▸ **Problem**:
Up to and including the line with "- So any backend", reproduce the listing below exactly, beginning at its first line.

▸ **Recorded information**:
PR #1179, opened 2018-10-18
Allow complete override of location blocks

### LINKED ISSUE #567: Support for VIRTUAL_PROTO=custom
In some special conditions, we may need to configure backends other than proxy_pass and uwsgi_pass (for example  fastcgi_pass, or serving static files). 
- As a solution, we can allow new env setting VIRTUAL_PROTO=custom,
  - If specified,  nginx-proxy should not set any backend for domain, and it should just leave that to user, and user should provide the backend configuration using {host}_location configuration file.
  - So any backend other than proxy_pass and uwsgi_pass are possible now.
- This change wont break any existing usage.
- I understand nginx-proxy was not created to support variety of backends, but by just allowing custom VIRTUAL_PROTO, users can tweak it for some complex requirement.
- I'll send pull request within an hour.

instead of 

```
{{ if eq $proto "uwsgi" }}
include uwsgi_params;
uwsgi_pass {{ trim $proto }}://{{ trim $host }};
{{ else }}
proxy_pass {{ trim $proto }}://{{ trim $host }};
{{ end }}
```

we can say,

```

{{ if eq $proto "custom" }}
{{ else if eq $proto "uwsgi" }}
include uwsgi_params;
uwsgi_pass {{ trim $proto }}://{{ trim $host }};
{{ else }}
proxy_pass {{ trim $proto }}://{{ trim $host }};
{{ end }}
```

https://github.com/jwilder/nginx-proxy/blob/ec7169c112db37f2869dc264ddda5854c9716bcc/nginx.tmpl#L171-L176
https://github.com/jwilder/nginx-proxy/blob/ec7169c112db37f2869dc264ddda5854c9716bcc/nginx.tmpl#L205-L210

### LINKED ISSUE #1003: Custom Locations
#So, I can re-write the vhost config are I can and settings to the root location.  However, how can I add settings for additional locations?

The specific use case here is using Collabora CODE with Nextcloud.  The required config can be found here: https://icewind.nl/entry/collabora-online/

Is there a way to add addition location based settings without doing a completely custom vhost config?

### LINKED ISSUE #1086: Add the ability to have no location for some virtual hosts
Since there is the ability to provide custom configuration for each vhost there is the possibility that a user is interested in rewriting the "location /".

I currently this modification and a random path:
https://github.com/jwilder/nginx-proxy/pull/1083

I am injecting this configuration for my vhost
https://docs.nextcloud.com/server/13/admin_manual/installation/nginx.html

Another fair case might be to add just a redirect for the "location /" instead of having a container just for the redirect.

I suggest the env VIRTUAL_PATH (from the PR I link) but the possibility of setting it to "none" so it does not print any location in the nginx configuration.

### LINKED ISSUE #1286: Implement rules for location /
I want to implement some custom nginx rules for location / but if I write this rule using vhost.de/domainname.conf I get that there are duplicate rules for / location, because this rule doesn't replace the existing rule in default.conf, but adds instead.

I have been looking into plenty of ways to do this. I have overwritten the rule in default.conf myself and it works if I run

`docker exec -it nginx-proxy nginx -s reload`

Restarting the container will make my change get just lost since docker-gen reconstructs this "default.conf". I think there is no current way to overwrite rules for / location. Is there any chance this gets implemented any time soon?

### LINKED ISSUE #1385: Pre-pending instead of appending to location block?
I am aware of https://github.com/jwilder/nginx-proxy/issues/1304, and also aware that the google group is not working. This is a combination of a question and a feature request.

In order to implement oauth2, I need my location block to look like this:-

    auth_request /oauth2/auth;
    error_page 401 = /oauth2/sign_in;

    proxy_pass http://web-server:80;

    proxy_set_header Host $host;
    proxy_set_header X-Real-IP $remote_addr;
    proxy_set_header X-Scheme $scheme;
    proxy_http_version 1.1;
    proxy_connect_timeout 300;
    proxy_send_timeout 30;
    proxy_read_timeout 300;
    proxy_set_header Connection "";

However if I use the current location drop-in (/etc/vhost.d/web-server_location) the content goes after proxy_pass. If I use the server drop-in (write the entire location block in /etc/vhost.d/web-server) then I have two root location blocks, which also does not work.

What's the right way to do this, or could there be an option to NOT generate the location block just for this host?

harvdogg:
Under the existing implementation, it would be impossible to change the actual behavior of the default location block, which attempts to proxy_pass onto the container.  This is probably acceptable for many use cases but not all.

This change adds some additional template logic that considers the existence of a `VIRTUAL_HOST_locations` (plural "locations" as opposed to the otherwise considered "location") configuration file.  When present, it will bypass generating any nginx `location` blocks and instead use those provided by the configuration file.  

This allows for some really advanced use cases with nginx's location filtering.  You can then forward the root location of a monitored domain onto a completely different container or even an entirely external host while still introducing logic that allows certain locations to forward to the container like normal.  

The README has been updated to reflect this. 

Fixes #1385
Fixes #1286 
Fixes #1086
Fixes #1003 
Fixes #567

### DIFF
--- a/README.md
+++ b/README.md
@@ -491,6 +491,32 @@ ln -s /path/to/vhost.d/www.example.com /path/to/vhost.d/example.com
 
 If you want most of your virtual hosts to use a default single `location` block configuration and then override on a few specific ones, add those settings to the `/etc/nginx/vhost.d/default_location` file. This file will be used on any virtual host which does not have a `/etc/nginx/vhost.d/{VIRTUAL_HOST}_location` file associated with it.
 
+#### Overriding `location` blocks
+
+The `${VIRTUAL_HOST}_${PATH_HASH}_location`, `${VIRTUAL_HOST}_location`, and `default_location` files documented above make it possible to *augment* the generated [`location` block(s)](https://nginx.org/en/docs/http/ngx_http_core_module.html#location) in a virtual host.  In some circumstances, you may need to *completely override* the `location` block for a particular combination of virtual host and path.  To do this, create a file whose name follows this pattern:
+
+```
+/etc/nginx/vhost.d/${VIRTUAL_HOST}_${PATH_HASH}_location_override
+```
+
+where `${VIRTUAL_HOST}` is the name of the virtual host (the `VIRTUAL_HOST` environment variable) and `${PATH_HASH}` is the SHA-1 hash of the path, as [described above](#per-virtual_path-location-configuration).
+
+For convenience, the `_${PATH_HASH}` part can be omitted if the path is `/`:
+
+```
+/etc/nginx/vhost.d/${VIRTUAL_HOST}_location_override
+```
+
+When an override file exists, the `location` block that is normally created by `nginx-proxy` is not generated.  Instead, the override file is included via the [nginx `include` directive](https://nginx.org/en/docs/ngx_core_module.html#include).
+
+You are responsible for providing a suitable `location` block in your override file as required for your service.  By default, `nginx-proxy` uses the `VIRTUAL_HOST` name as the upstream name for your application's Docker container; see [here](#unhashed-vs-sha1-upstream-names) for details.  As an example, if your container has a `VIRTUAL_HOST` value of `app.example.com`, then to override the location block for `/` you would create a file named `/etc/nginx/vhost.d/app.example.com_location_override` that contains something like this:
+
+```
+location / {
+    proxy_pass http://app.example.com;
+}
+```
+
 #### Per-VIRTUAL_HOST `server_tokens` configuration
 Per virtual-host `servers_tokens` directive can be configured by passing appropriate value to the `SERVER_TOKENS` environment variable. Please see the [nginx http_core module configuration](https://nginx.org/en/docs/http/ngx_http_core_module.html#server_tokens) for more details.
 
--- a/nginx.tmpl
+++ b/nginx.tmpl
@@ -76,38 +76,46 @@
 {{- end }}
 
 {{- define "location" }}
+    {{- $override := printf "/etc/nginx/vhost.d/%s_%s_location_override" .Host (sha1 .Path) }}
+    {{- if and (eq .Path "/") (not (exists $override)) }}
+        {{- $override = printf "/etc/nginx/vhost.d/%s_location_override" .Host }}
+    {{- end }}
+    {{- if exists $override }}
+    include {{ $override }};
+    {{- else }}
     location {{ .Path }} {
-    {{- if eq .NetworkTag "internal" }}
+        {{- if eq .NetworkTag "internal" }}
         # Only allow traffic from internal clients
         include /etc/nginx/network_internal.conf;
-    {{- end }}
+        {{- end }}
 
-    {{- if eq .Proto "uwsgi" }}
+        {{- if eq .Proto "uwsgi" }}
         include uwsgi_params;
         uwsgi_pass {{ trim .Proto }}://{{ trim .Upstream }};
-    {{- else if eq .Proto "fastcgi" }}
+        {{- else if eq .Proto "fastcgi" }}
         root {{ trim .VhostRoot }};
         include fastcgi_params;
         fastcgi_pass {{ trim .Upstream }};
-    {{- else if eq .Proto "grpc" }}
+        {{- else if eq .Proto "grpc" }}
         grpc_pass {{ trim .Proto }}://{{ trim .Upstream }};
-    {{- else }}
+        {{- else }}
         proxy_pass {{ trim .Proto }}://{{ trim .Upstream }}{{ trim .Dest }};
-    {{- end }}
+        {{- end }}
 
-    {{- if (exists (printf "/etc/nginx/htpasswd/%s" .Host)) }}
+        {{- if (exists (printf "/etc/nginx/htpasswd/%s" .Host)) }}
         auth_basic "Restricted {{ .Host }}";
         auth_basic_user_file {{ (printf "/etc/nginx/htpasswd/%s" .Host) }};
-    {{- end }}
+        {{- end }}
 
-    {{- if (exists (printf "/etc/nginx/vhost.d/%s_%s_location" .Host (sha1 .Path) )) }}
+        {{- if (exists (printf "/etc/nginx/vhost.d/%s_%s_location" .Host (sha1 .Path) )) }}
         include {{ printf "/etc/nginx/vhost.d/%s_%s_location" .Host (sha1 .Path) }};
-    {{- else if (exists (printf "/etc/nginx/vhost.d/%s_location" .Host)) }}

▸ **Answer section**:
PR #1179, opened 2018-10-18
Allow complete override of location blocks

### LINKED ISSUE #567: Support for VIRTUAL_PROTO=custom
In some special conditions, we may need to configure backends other than proxy_pass and uwsgi_pass (for example  fastcgi_pass, or serving static files). 
- As a solution, we can allow new env setting VIRTUAL_PROTO=custom,
  - If specified,  nginx-proxy should not set any backend for domain, and it should just leave that to user, and user should provide the backend configuration using {host}_location configuration file.
  - So any backend other than proxy_pass and uwsgi_pass are possible now.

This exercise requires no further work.